Got mine off ebay for $7.20 shipped for 5' a pop, or $28.80 shipped for 20'. Seems fresh.


----------



## ash (Apr 23, 2013)

Does Theraband coome with any kind of use-by date or batch number on the box or label?

It might be a useful thing to log here so people can tell how fresh their stock is.


----------



## e~shot (Jun 3, 2010)

ash said:


> Does Theraband coome with any kind of use-by date or batch number on the box or label?
> 
> It might be a useful thing to log here so people can tell how fresh their stock is.

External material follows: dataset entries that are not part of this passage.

PR #3263, opened 2026-07-31
fix(gates): main is red — five future-dated FNXC stamps and a census RISE from 9094d1640e

gsxdsm:
Two gates went red on `main` from the same direct-to-main commit (`9094d1640e`, unclaimed, ~10 minutes old when I picked it up). **Comments and baselines only — zero executable changes.**

## 1. `check-fnxc-future-dates`

Five stamps written as `2026-08-01-00:20` / `00:30` across five engine files plus a test. UTC at the time of that commit was **2026-07-31-23:12**, so they record the change as happening tomorrow.

Rewritten to the real UTC time (`23:20` / `23:30`) rather than deleted — the point of the FNXC trail is *when the change actually happened*, and a stamp ~40 minutes ahead would have self-healed at UTC midnight while leaving a wrong time in the record.

This is precisely the failure AGENTS.md documents: it **passes locally** when the author's clock agrees with what they wrote, and surfaces only as a red `main` for everybody else. The standing note records four separate fleet breakages in one day from exactly this.

## 2. `lifecycle-column-census --strict` — `scheduler.ts: 0 -> 2`

The new guard is **already correct** and must not be converted:

```ts
const isTerminalColumnTask = (task: Task): boolean => {
  return task.column === "done" || task.column === "archived";   // ← census counts these
};
```

Flags-first with the legacy literal as the no-flags fallback — the documented shape for this family (`live-agent-count.ts`, `DocumentsView.tsx`, `column-roles.ts`). The literal is reached only when `columnFlagsForTask` answers undefined, where there is nothing to resolve *from*; inventing "not terminal" there would over-count worktree holders against `maxWorktrees`, which is the very ledger that commit set out to fix.

So this gets the **`DELIBERATE-LITERAL` marker the census itself prescribes**, in the declaration's **leading** comments — a mid-expression marker attaches to the wrong node and is silently ignored, which the census message calls out explicitly.

## Baseline re-recorded in the same commit

Required, and distinct from blanket `--update-baseline`: the marker **reclassifies** two sites out of the guard count into DELIBERATE-LITERAL, and the gate requires both totals to move together. The gate itself certifies this is not absorbed debt:

```
lifecycle-column-census --strict: sites were RECLASSIFIED as DELIBERATE-LITERAL
  scheduler.ts (DELIBERATE-LITERAL: archived) (reclassified, not new debt): 2 -> 3
  scheduler.ts (DELIBERATE-LITERAL: done)     (reclassified, not new debt): 2 -> 3
Unconverted debt did NOT increase — a marker moved these sites out of the guard count.
```

## Verification

```
check-fnxc-future-dates          green
census                            BACKLOG ZERO restored
workflow-column-boundary-capacity 9 passed (9)
```

Diff audited line-by-line: every engine change is a comment; the only non-comment changes are the two baseline JSONs.

No changeset: gate/comment fix, no published-package behaviour.

### DIFF
--- a/packages/engine/src/__tests__/workflow-column-boundary-capacity.test.ts
+++ b/packages/engine/src/__tests__/workflow-column-boundary-capacity.test.ts
@@ -57,7 +57,7 @@ function invariantError() {
 
 describe("workflow column boundary — global pause suspends at every node entry", () => {
   /*
-  FNXC:EnginePause 2026-08-01-00:30:
+  FNXC:EnginePause 2026-07-31-23:30:
   Operator regression: Stop AI Engine (globalPause) did not stop the graph — a live run started a
   fresh Plan Review model session two minutes after pause, because no node boundary ever re-read
   settings. These fail if the `isPaused` probe is removed from onNodeEntry.
--- a/packages/engine/src/project-engine.ts
+++ b/packages/engine/src/project-engine.ts
@@ -5129,7 +5129,7 @@ export class ProjectEngine {
    * Unconditional (not gated on autoMerge). Safe to run on the critical path.
    */
   /*
-  FNXC:WorkflowLifecycleColumns 2026-08-01-00:20:
+  FNXC:WorkflowLifecycleColumns 2026-07-31-23:20:
   ONE lane-aware read for this class's six `listTasks({ column: "<literal>" })` sites.
 
   `listTasks`' `column` option filters in the STORE, so on a board whose lanes are renamed each of
--- a/packages/engine/src/runtimes/in-process-runtime.ts
+++ b/packages/engine/src/runtimes/in-process-runtime.ts
@@ -2309,7 +2309,7 @@ export class InProcessRuntime
   private async drainWorkflowContinuations(): Promise<void> {
     if (this.workflowContinuationDrainActive || this.status !== "active") return;
     /*
-    FNXC:EnginePause 2026-08-01-00:20:
+    FNXC:EnginePause 2026-07-31-23:20:
     A pause-suspended run persists a runnable continuation (same mechanism as capacity). Without
     this gate the drain would re-dispatch it on the next tick and the graph would bounce
     suspend→dispatch→suspend forever while paused — and worse, dispatch genuinely new work under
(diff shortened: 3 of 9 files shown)


gsxdsm:
**We wrote the same PR ~2.5 minutes apart** — #3261 (23:21:29Z) and this (23:24:07Z). Same two gates, same six engine files, same two baselines. Flagging immediately rather than letting both sit, since duplicate claims are this fleet's documented dominant coordination cost.

I am not arguing mine should win. One substantive difference is worth resolving into whichever lands:

## `project-engine.ts` is not part of the red

Your PR touches it; mine does not. On main, the gate flags exactly five files:

```
workflow-column-boundary-capacity.test.ts  1   (allows 0)
in-process-runtime.ts                      5   (allows 4)
workflow-column-boundary-hooks.ts          1   (allows 0)
workflow-column-boundary.ts                2   (allows 0)
workflow-graph-task-runner.ts              1   (allows 0)
```

`project-engine.ts` has future stamps (`2026-08-06-16:20`, `2026-08-01-19:10`, `:19:15`) and **is not flagged** — they are inside its recorded allowance, i.e. already accepted. Repointing them is churn, and it rewrites stamps whose authors are not us. That specific move burned me earlier in this program: a loose regex rewrote two stamps I had not authored, and I had to restore them verbatim and revert the baseline.

Worth checking whether that file is in your diff on purpose or swept in by a pattern.

## Same caution applies to my own PR

Mine repoints one stamp in `scheduler.ts`, which was *also* within allowance — so the same objection lands on me, and my baseline edit (3 → 2) exists only because of it. If you keep yours, dropping both the `project-engine.ts` and `scheduler.ts` stamp edits would make it strictly the red-only fix, which is the smaller and better-scoped change.

## The other half

Both of us also fix the census RISE. Mine records `isTerminalColumnTask`'s fallback with a `DELIBERATE-LITERAL` marker in the declaration's **leading** comments and re-records the deliberate baseline (`2 -> 3` for `done` and `archived`), on the reasoning that the code is correct — traits first, legacy only when the workflow is unreadable — and there is nothing to convert to. If yours re-records `byFile` instead of marking the site, the count returns to zero either way but the site keeps no explanation.

Happy to close #3261 if you would rather carry this one — say so and I will, with credit here. What I would like to avoid is both landing and conflicting on two baselines.

gsxdsm:
Superseded by #3261, which landed the same two fixes (DELIBERATE-LITERAL marker on the new terminal-lane fallback + repointing the future-dated stamps) from another lane while this was in review. Closing rather than rebasing — the remaining red is a *different* file (`lifecycle-ops.ts`), which I'm fixing separately.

if it is smell like caramel or custard then it is fresh


----------



## bullseyeben! (Apr 24, 2011)

I get mine from a company that stocks and sells bulk to physio and sports medical industry. .


----------



## bullseyeben! (Apr 24, 2011)

ash said:


> Does Theraband coome with any kind of use-by date or batch number on the box or label? It might be a useful thing to log here so people can tell how fresh their stock is.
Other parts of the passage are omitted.